■ **Saved data entries**
───

Issue #5767, opened 2018-07-27
Add <meta name="description”> for all other pages


muffinresearch:
Following on from https://github.com/mozilla/addons-frontend/issues/5766 we should also add descriptions to all other relevant pages represented by the new frontend.

See also https://docs.google.com/document/d/1W9LOw7wgbpY6Mw5Zd4V71hJ0YahY4DTNl23MHVpG0_E/edit?ts=5b5b40e5#heading=h.aqjhycqt8ulj

## Pages

⚠️ all of the page below are available for Firefox and Android (Firefox for Android):

- [x] Homepage: https://addons.mozilla.org/en-US/firefox/
- [x] Landing Extensions: https://addons.mozilla.org/en-US/firefox/extensions/
- [x] Landing Themes: https://addons.mozilla.org/en-US/firefox/themes/
- [x] Search tools: https://addons.mozilla.org/en-US/firefox/search-tools/
- [x] Reviews for an add-on: https://addons.mozilla.org/en-US/firefox/addon/user-agent-string-switcher/reviews/ --> https://github.com/mozilla/addons-frontend/pull/6712
- [x] user profile of a developer or artist or both: https://addons.mozilla.org/en-US/firefox/user/Testfahrer/
- Themes / category pages (https://addons.mozilla.org/en-US/firefox/themes/):
  - [x] Abstract
  - [x] Causes
  - [x] Fashion
  - [x] Film and TV
  - [x] Firefox
  - [x] Foxkeh
  - [x] Holiday
  - [x] Music
  - [x] Nature
  - [x] Other
  - [x] Scenery
  - [x] Seasonal
  - [x] Solid
  - [x] Sports
  - [x] Websites
- [x] About page: https://addons.mozilla.org/en-US/about
- [x] Review guide: https://addons.mozilla.org/en-US/review_guide
- [x] Collection pages (we can probably rely on the description of the collection, but there might be something to add before): https://addons.mozilla.org/en-US/firefox/collections/mozilla/ad-blockers/

Firefox-only pages:

- [x] Dictionaries and Lang Packs: https://addons.mozilla.org/en-US/firefox/language-tools/
- Extensions / category pages (https://addons.mozilla.org/en-US/firefox/extensions/):
  - [x] Alerts & Updates
  - [x] Appearance
  - [x] Bookmarks
  - [x] Download Management
  - [x] Feeds, News & Blogging
  - [x] Games & Entertainment
  - [x] Language Support
  - [x] Other
[...]

PR #6747, opened 2018-10-25
Add description meta tag on category pages

willdurand:
Refs #5767
~~:warning: depends on #6739~~

---

The categories API now exposes the descriptions, so we can just use them in the frontend.

### DIFF
--- a/tests/unit/amo/components/TestCategoryHead.js
+++ b/tests/unit/amo/components/TestCategoryHead.js
@@ -65,4 +65,30 @@ describe(__filename, () => {
 
     expect(root.find('title')).toHaveText(category.name);
   });
+
+  it('renders a "description" meta tag when category description is available', () => {
+    const description = 'some description for a category';
+    const category = { ...fakeCategory, description };
+    const root = render({ category });
+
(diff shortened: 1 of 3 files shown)


willdurand:
rebased!

tests/unit/amo/components/TestCategoryHead.js
```diff
@@ -65,4 +65,30 @@ describe(__filename, () => {
...
+    const root = render({ category });
+
+    expect(root.find('meta[name="description"]')).toHaveLength(1);
+    expect(root.find('meta[name="description"]')).toHaveProp(
+      'content',
+      description,
+    );
+  });
+
+  it('does not render a "description" meta tag when category description is null', () => {
```
rebmullin: I'm looking at api docs and it doesn't say this could be null. Usually I've seen string|null so just wanted to double check this :)

willdurand: it should say that given that before my patch on the server, all descriptions were null.. I'll update the API doc ☺️

willdurand: I filed: https://github.com/mozilla/addons-server/issues/9818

───

■ **WHAT IS EXPECTED**
Nothing in the records should be left out; write all of them out again exactly.

■ **EXPECTED ANSWER**
Issue #5767, opened 2018-07-27
Add <meta name="description”> for all other pages


muffinresearch:
Following on from https://github.com/mozilla/addons-frontend/issues/5766 we should also add descriptions to all other relevant pages represented by the new frontend.

See also https://docs.google.com/document/d/1W9LOw7wgbpY6Mw5Zd4V71hJ0YahY4DTNl23MHVpG0_E/edit?ts=5b5b40e5#heading=h.aqjhycqt8ulj

## Pages

⚠️ all of the page below are available for Firefox and Android (Firefox for Android):

- [x] Homepage: https://addons.mozilla.org/en-US/firefox/
- [x] Landing Extensions: https://addons.mozilla.org/en-US/firefox/extensions/
- [x] Landing Themes: https://addons.mozilla.org/en-US/firefox/themes/
- [x] Search tools: https://addons.mozilla.org/en-US/firefox/search-tools/
- [x] Reviews for an add-on: https://addons.mozilla.org/en-US/firefox/addon/user-agent-string-switcher/reviews/ --> https://github.com/mozilla/addons-frontend/pull/6712
- [x] user profile of a developer or artist or both: https://addons.mozilla.org/en-US/firefox/user/Testfahrer/
- Themes / category pages (https://addons.mozilla.org/en-US/firefox/themes/):
  - [x] Abstract
  - [x] Causes
  - [x] Fashion
  - [x] Film and TV
  - [x] Firefox
  - [x] Foxkeh
  - [x] Holiday
  - [x] Music
  - [x] Nature
  - [x] Other
  - [x] Scenery
  - [x] Seasonal
  - [x] Solid
  - [x] Sports
  - [x] Websites
- [x] About page: https://addons.mozilla.org/en-US/about
- [x] Review guide: https://addons.mozilla.org/en-US/review_guide
- [x] Collection pages (we can probably rely on the description of the collection, but there might be something to add before): https://addons.mozilla.org/en-US/firefox/collections/mozilla/ad-blockers/

Firefox-only pages:

- [x] Dictionaries and Lang Packs: https://addons.mozilla.org/en-US/firefox/language-tools/
- Extensions / category pages (https://addons.mozilla.org/en-US/firefox/extensions/):
  - [x] Alerts & Updates
  - [x] Appearance
  - [x] Bookmarks
  - [x] Download Management
  - [x] Feeds, News & Blogging
  - [x] Games & Entertainment
  - [x] Language Support
  - [x] Other
[...]

PR #6747, opened 2018-10-25
Add description meta tag on category pages

willdurand:
Refs #5767
~~:warning: depends on #6739~~

---

The categories API now exposes the descriptions, so we can just use them in the frontend.

### DIFF
--- a/tests/unit/amo/components/TestCategoryHead.js
+++ b/tests/unit/amo/components/TestCategoryHead.js
@@ -65,4 +65,30 @@ describe(__filename, () => {
 
     expect(root.find('title')).toHaveText(category.name);
   });
+
+  it('renders a "description" meta tag when category description is available', () => {
+    const description = 'some description for a category';
+    const category = { ...fakeCategory, description };
+    const root = render({ category });
+
(diff shortened: 1 of 3 files shown)


willdurand:
rebased!

tests/unit/amo/components/TestCategoryHead.js
```diff
@@ -65,4 +65,30 @@ describe(__filename, () => {
...
+    const root = render({ category });
+
+    expect(root.find('meta[name="description"]')).toHaveLength(1);
+    expect(root.find('meta[name="description"]')).toHaveProp(
+      'content',
+      description,
+    );
+  });
+
+  it('does not render a "description" meta tag when category description is null', () => {
```
rebmullin: I'm looking at api docs and it doesn't say this could be null. Usually I've seen string|null so just wanted to double check this :)

willdurand: it should say that given that before my patch on the server, all descriptions were null.. I'll update the API doc ☺️

willdurand: I filed: https://github.com/mozilla/addons-server/issues/9818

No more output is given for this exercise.